On Friday, former US president Donald Trump praised the sale of Twitter to internet billionaire Elon Musk, but he made no promises to return.
After months of ambiguity and rumor, Musk, the richest man in the world, saw the conclusion of his $44 billion offer to purchase the firm late Thursday.

On his own Truth Social site, Trump said, “I am extremely delighted that Twitter is now in safe hands, and will no longer be ruled by Radical Left Lunatics and Maniacs that sincerely detest our country.”

Trump established a Twitter ban after the 2021 attack on the US Capitol, which the Republican leader is suspected of instigating.
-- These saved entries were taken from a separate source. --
PR #5507, opened 2024-11-19
feat(global): INFRA-650 restrict public access to User.name

SavelevMatthew:
## TODO List (in this PR)

- [x] Add necessary logic 
- [x] Make sure it works in User.test.js
- [x] Make sure it works in custom mutations
- [x] Write field-level condo tests
- [x] Pass existing CI

## TODO List (outside this PR)
- [ ] Clone logic outside of condo to restrict access in miniapps too

### DIFF
--- a/apps/condo/domains/user/schema/User.test.js
+++ b/apps/condo/domains/user/schema/User.test.js
@@ -26,6 +26,7 @@ const {
 } = require('@open-condo/keystone/test.utils')
 
 const { normalizeEmail } = require('@condo/domains/common/utils/mail')
+const { createTestB2BApp, B2BApp } = require('@condo/domains/miniapp/utils/testSchema')
 const {
     MIN_PASSWORD_LENGTH,
     MAX_PASSWORD_LENGTH,
@@ -50,7 +51,10 @@ const {
     createTestPhone,
     createTestEmail,
     makeClientWithResidentUser,
+    makeClientWithSupportUser,
+    registerNewUser,
 } = require('@condo/domains/user/utils/testSchema')
+
 
 describe('SIGNIN', () => {
     test('anonymous: SIGNIN_MUTATION', async () => {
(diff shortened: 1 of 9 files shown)


packages/keystone/KSv5v6/utils/resolvers.js
```diff
@@ -1,11 +1,6 @@
 const get = require('lodash/get')
 
-const { _internalGetAsyncLocalStorage } = require('@open-condo/keystone/executionContext')
-
-// NOTE(SavelevMatthew): separate context is required because I don't want to mix its logic executionContext one:
-// 1. it has different entry points (it is hard to manage the merge process + dependency on executionContext's shape appears)
-// 2. We may want to add call-stack later, merging states will become hard
-const graphqlCtx = _internalGetAsyncLocalStorage('graphqlCtx')
+const { graphqlCtx } = require('./graphqlCtx')
```
sitozzz, line 3: Why that util placed inside keystone compatibility module?

apps/condo/domains/user/schema/User.test.js
```diff
@@ -455,6 +459,89 @@ describe('User fields', () => {
...
+                    expect.objectContaining({ id: directAccessedClient.user.id, name: null }),
+                    expect.objectContaining({ id: defaultClient.user.id, name: defaultClient.user.name }),
+                ]))
+
+                const nameAccessDeniedErrors = errors.filter(error =>
+                    error && error.name &&
+                    error.path && error.name === 'AccessDeniedError' &&
+                    error.path.length === 3 &&
+                    error.path[0] === 'objs' && typeof error.path[1] === 'number' && error.path[2] === 'name'
+                )
```
sitozzz, line 516: That's really hard to understand)

packages/keystone/KSv5v6/utils/resolvers.js
SavelevMatthew: I was trying to keep it close to Keystone itself, since its core logic is inside Keystone resolvers

apps/condo/domains/user/schema/User.test.js
sitozzz: You're trying to collect name related error from all of the sources, right?

SavelevMatthew: Yep, not the best try-catch here, but we don't have utils for that :(

I need to check partial data (only self-name returned) and partial errors (only with path ['objs', idx, 'name']) since there's extra errors about right set

sitozzz (approved):
Seems okay

apps/condo/domains/user/schema/User.test.js
sitozzz: Yup, thats true)

packages/keystone/access.js
```diff
@@ -140,6 +142,20 @@ function isFilteringBy (where, fields) {
     return false
 }
 
+function isSpecificQuery (queryName) {
```
pahaz, line 145: This name could be misleading. Is it possible to choose something more intuitive?

PR #5523, opened 2024-11-21
fix(condo): Duplicated payments temporary fix

dkoviazin:


apps/condo/domains/billing/schema/AllResidentBillingReceiptsService.test.js
```diff
@@ -352,7 +411,8 @@ describe('AllResidentBillingReceiptsService', () => {
             expect(receiptAfterPayment.isPayable).toBeTruthy()
         })
 
-        test('paid field calculated when organization bank info changed', async () => {
+        // TODO(dkovyazin): Add additional field on balance change to calculate new payments and display on mobile app
+        test.skip('paid field calculated when organization bank info changed', async () => {
```
pahaz, line 415: !!

dkoviazin: because of this case - we changed the logic and reverted this commit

Musk has said he might lift the ban.

But in a later interview with Fox News Digital, Trump declined to indicate whether he intended to return from his Twitter exile and remained mum on the subject.
I don’t think Twitter can be successful without me, Trump added as he wished Musk luck and expressed his admiration for him to the cable network.

Most experts predict that the 76-year-old real estate tycoon will succumb to the appeal of reclaiming the enormous online platform where he once had more than 80 million followers.
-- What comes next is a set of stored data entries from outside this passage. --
PR #5524, opened 2024-11-21
feat(condo): DOMA-10613 made parsing for similar date formats and support for YYYYMM MMYYYY formats

YEgorLu:
There is formats like YYYYMM and MMYYYY, which other systems gives for period.
In such formats we can surely know, which is year and which is month, because we live in 2024.
But dayjs by default accepts years like 0220 etc. For example '092009' is september of 2009, but dayjs thinks that is august of 920. 
In imported files surely will not contain such old dates, so in that case we can try other formats

### DIFF
--- a/apps/condo/domains/common/constants/import.js
+++ b/apps/condo/domains/common/constants/import.js
@@ -1,3 +1,7 @@
+const dayjs = require('dayjs')
+
+const VALID_YEAR_OFFSET_FROM_TODAY = 30
+
 const PROCESSING = 'processing'
 const COMPLETED = 'completed'
 const ERROR = 'error'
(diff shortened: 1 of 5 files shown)


apps/condo/domains/common/constants/import.js
```diff
@@ -35,17 +39,34 @@ const DATE_TIME_FORMATS = DATE_FORMATS
...
     'YYYY-MM-DDTHH:mm:ss.SSS',
     'YYYY-MM-DDTHH:mm:ssZZ',
     'YYYY-MM-DDTHH:mm:ssZ',
     'YYYY-MM-DDTHH:mm:ss',
-].sort((a, b) => b.length - a.length) // Order matters! see "Differences to moment" https://day.js.org/docs/en/parse/string-format
+].sort((a, b) => {
+    if (typeof a === 'string' && typeof b === 'string') {
+        return b.length - a.length
+    }
+    if (typeof a === 'string' || typeof b === 'string') {
```
SavelevMatthew, line 65: What's this?

apps/condo/domains/common/utils/import/date.js
```diff
@@ -107,16 +111,53 @@ function isDateStrValid (dateStr, formats = DEFAULT_DATE_PARSING_FORMATS) {
...
 }
 
+/**
+ * @param {(dateString: string, formats: string | string[], strict: boolean) => dayjs.Dayjs} dayjsFunc
+ * @param dateString
+ * @param {({format: string, validate: (date: dayjs.Dayjs) => boolean} | string)[]} formats
+ * @param strict
+ * @returns dayjs.Dayjs
+ * */
+function tryParseDateWithRestrictions (dayjsFunc, dateString, formats, strict) {
```
SavelevMatthew, line 127: Its usually a bad practice for functions to have more than 3 args, consider grouping something into options...

apps/condo/domains/common/constants/import.js
SavelevMatthew: Why not to compare a or a.format?

SavelevMatthew (changes requested):
What the `202021` date would look like?

apps/condo/domains/common/constants/import.js
YEgorLu: Need to sort formats from longest to shortest.
Formats are: strings, objects with "format" property

YEgorLu:
> What the `202021` date would look like?

Right now it will be invalid date. (isDateStringValid would say that it is invalid, toIsoString does not care and will try to parse to something)

PR #5530, opened 2024-11-22
chore(condo): DOMA-10737 improve lint-i18n-translations.js

pahaz:


bin/wait-apps-apis.js
```diff
@@ -3,55 +3,59 @@ const fetch = require('node-fetch')
 
 const { getAppServerUrl } = require('@open-condo/cli')
 
-program.option('-f, --filter <names...>', 'Filters apps by name')
-program.option('-s, --sleep <number>',  'Sleep interval between polling in ms', /\d{1,12}/, '3000')
-program.option('-t, --timeout <number>',  'Max polling time in ms', /\d{1,12}/, '120000')
```
pahaz, line 8: RegExp is deprecated

apps/condo/lang/ru/messages/RESET_PASSWORD/default.njk
Alllex202, line 1: It looks like we don't use the "RESET_PASSWORD" message type, so you should remove the translations for that type

pahaz: Yes, I want to add this check to the linter

bin/lint-i18n-translations.js
```diff
@@ -40,11 +54,146 @@ async function loadTranslations (langDir) {
...
+                    if (entry.isDirectory()) {
+                        try {
+                            const files = await fs.readdir(messageDirPath)
+                            const njkFiles = {}
+                            for (const file of files) {
+                                // nosemgrep: javascript.lang.security.audit.path-traversal.path-join-resolve-traversal.path-join-resolve-traversal
+                                const filePath = path.join(messageDirPath, file)
+                                if (file.endsWith('.njk')) {
+                                    try {
+                                        await fs.access(filePath)
```
SavelevMatthew, line 109: How about to nest code even more and wrap every single line in try-catch? Because right now the code reads too easily :)

SavelevMatthew: I guess we need to refactor this part heavily, right now its heavy 400-liner, no one can read and understand.
I hate this kind of files, because you cannot even tell somebody to fix something in it.

It's like `@open-condo/next`, very heavy and hard to understand files with unstructured code...

SavelevMatthew: You can partially fix it with naming (for example this utils scans for push / email templates, you can call it `loadNotificationTemplates` or something, remove nested try catches here, panic is enough for bin

PR #5536, opened 2024-11-25
fix(eps): DOMA-10688 added logger for static methods

vovaaxeapolla:


Alllex202 (commented):
Why isn't the existing logger suitable?

vovaaxeapolla:
> Why isn't the existing logger suitable?

Static method has no this value

Alllex202 (approved):

dkoviazin (approved):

On Truth Social, which he launched in October of last year, he has just over four million users.

As he did after his own defeat in 2020, a return to Twitter in the days leading up to the November 8 midterm elections might have an impact on the race by giving him a larger audience for his posts denigrating candidates and falsely accusing election fraud in outcomes he doesn’t like.

“Commander in Tweets”

Musk has made an effort to reassure Twitter employees that he does not intend to completely rebuild the company, despite firing four of its top executives right away and talking about transforming it into a genuine “digital town square where a wide range of beliefs can be debated.”

Trump, who tweeted more frequently and without restraint than any other world leader, regularly courted controversy by using his infamous @realDonaldTrump account as a cudgel to promote false information regarding the Covid-19 crisis and the 2020 US election.
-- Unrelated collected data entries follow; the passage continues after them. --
PR #5549, opened 2024-11-27
fix(condo): DOMA-10568 Add sendAt date and check on success for updating date

Alexander-Turkin:
Add sendAt date and check on success for updating date

image


toplenboren (approved):

apps/condo/pages/news/[id]/index.tsx
```diff
@@ -256,9 +255,12 @@ const NewsItemCard: React.FC = () => {
         } else if (newsItemSharing.status === 'error') {
             status = ErrorMessage
         } else if (newsItemSharing.status === 'success') {
+            dateToShow = get(newsItemSharing, 'updatedAt', null)
```
Comment (nomerdvadcatpyat) [inline apps/condo/pages/news/[id]/index.tsx:258]: Is it possible to update newsItemSharing after submission? 
If so, then there may be an incorrect `updatedAt`

Comment (nomerdvadcatpyat) [reply apps/condo/pages/news/[id]/index.tsx:258]: Maybe we should prohibit updating NewsItemSharing with the `success` status via api, so that such situations definitely don't happen?

Comment (toplenboren) [reply apps/condo/pages/news/[id]/index.tsx:258]: OK for me, but we should leave the ability to update it to support users

apps/condo/domains/news/schema/NewsItemSharing.js
```diff
@@ -116,7 +123,11 @@ const NewsItemSharing = new GQLListSchema('NewsItemSharing', {
             if (operation === 'update') {
                 const oldStatus = existingItem.status
                 const newStatus = resolvedData.status
-                if (newStatus && !ALLOWED_TRANSITIONS[oldStatus].includes(newStatus)) {
+
+                if (!ALLOWED_TRANSITIONS[oldStatus]?.includes(newStatus)) {
+                    if (oldStatus === STATUSES.PUBLISHED) {
+                        throw new GQLError(ERRORS.CANT_CHANGE_PUBLISHED_NEWS, context)
+                    }
```
nomerdvadcatpyat, line 130: You need to move it outside of the `if` in line 127

apps/condo/domains/news/schema/NewsItemSharing.js
```diff
@@ -116,7 +123,11 @@ const NewsItemSharing = new GQLListSchema('NewsItemSharing', {
             if (operation === 'update') {
                 const oldStatus = existingItem.status
                 const newStatus = resolvedData.status
-                if (newStatus && !ALLOWED_TRANSITIONS[oldStatus].includes(newStatus)) {
+
+                if (!ALLOWED_TRANSITIONS[oldStatus]?.includes(newStatus)) {
```
nomerdvadcatpyat, line 127: Why you remove `newStatus &&` condition from `if`?
This block checks that `status` field is updated (`status` field existed in `resolvedData`) and it's forbidden status transition.

apps/condo/domains/news/schema/NewsItemSharing.test.js
```diff
@@ -325,7 +325,23 @@ describe('NewsItemSharing', () => {
             })
         })
 
-        describe('should not allow to make wrong status transitions', () => {
+        describe('should not allow to make wrong transitions', () => {
+            const extraAttrForCases = [
+                { statusMessage: 'test' },
```
nomerdvadcatpyat, line 330: You can use faker to generate random data. For example:

```
const { faker } = require('@faker-js/faker')

...

const statusMessage = faker.random.alphaNumeric(5)
```

apps/condo/domains/news/constants/errors.js
```diff
@@ -10,6 +10,7 @@ const NO_NEWS_ITEM_SCOPES = 'NO_NEWS_ITEM_SCOPES'
 
 const BAD_STATUS_TRANSITION = 'BAD_STATUS_TRANSITION'
 const NOT_NEWS_SHARING_CONTEXT = 'NOT_NEWS_SHARING_CONTEXT'
+const CANT_CHANGE_PUBLISHED_NEWS = 'CANT_CHANGE_PUBLISHED_NEWS'
```
toplenboren, line 13: CANT_CHANGE ... NEWS_ITEM_SHARINGS

nomerdvadcatpyat (approved):

PR #5562, opened 2024-12-02
chore(condo): DOMA-10785 add component with the text of the agreement + corrected ru translation

Alexander-Turkin:
Registration:

image

Entrance: 

image


toplenboren (approved):

apps/condo/domains/user/components/auth/InputPhoneForm.tsx
```diff
@@ -149,7 +143,7 @@ export const InputPhoneForm: React.FC<IInputPhoneFormProps> = ({ onFinish }) =>
                 >
                     <Row style={ROW_STYLES} gutter={[0, 28]}>
                         <ResponsiveCol span={24}>
-                            <Row>
+                            <Row gutter={[0, 28]}>
```
SavelevMatthew, line 146: consider moving static arrays outside of components, since they're reallocating on each serenader when passed inline like that

SavelevMatthew (approved):

PR #5564, opened 2024-12-03
feat(condo): DOMA-10780 add Message defaultContent field

nomerdvadcatpyat:
On the web client side, we need to display the notification text.
Since we won’t be creating a separate transport, we need to retrieve this text from somewhere.
Therefore, we decided to implement it using a virtual field `defaultContent` in Message that will compute the default notification content.


toplenboren (approved):

apps/condo/domains/notification/schema/Message.js
```diff
@@ -107,6 +110,24 @@ const Message = new GQLListSchema('Message', {
             },
         },
 
+        defaultContent: {
```
pahaz, line 113: why not `content` (maybe `body`)

pahaz (approved):

apps/condo/domains/notification/schema/Message.js
nomerdvadcatpyat: I think `defaultContent` it's better name because this field returns message content from `default` template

He would occasionally publish dozens of tweets every day, frequently when he was caught up in the latest crisis to surround his presidency, giving him the nickname “Commander in Tweets.”

During congressional hearings looking into the 2021 uprising, some of the former president’s more explosive posts were used as evidence.

On January 6, 2021, he tweeted 25 times, with one of his posts appearing to support the unrest.

In January 2021, Twitter deactivated the 12-year-old account due to worries that Trump will use it for “further encouragement of violence.”

The fate of some of Trump’s closest allies’ blocked accounts is being keenly watched by analysts on Trump watch. One such ally is the far-right congresswoman Marjorie Taylor Greene, whose personal account was suspended for disseminating false information about the Covid-19 outbreak.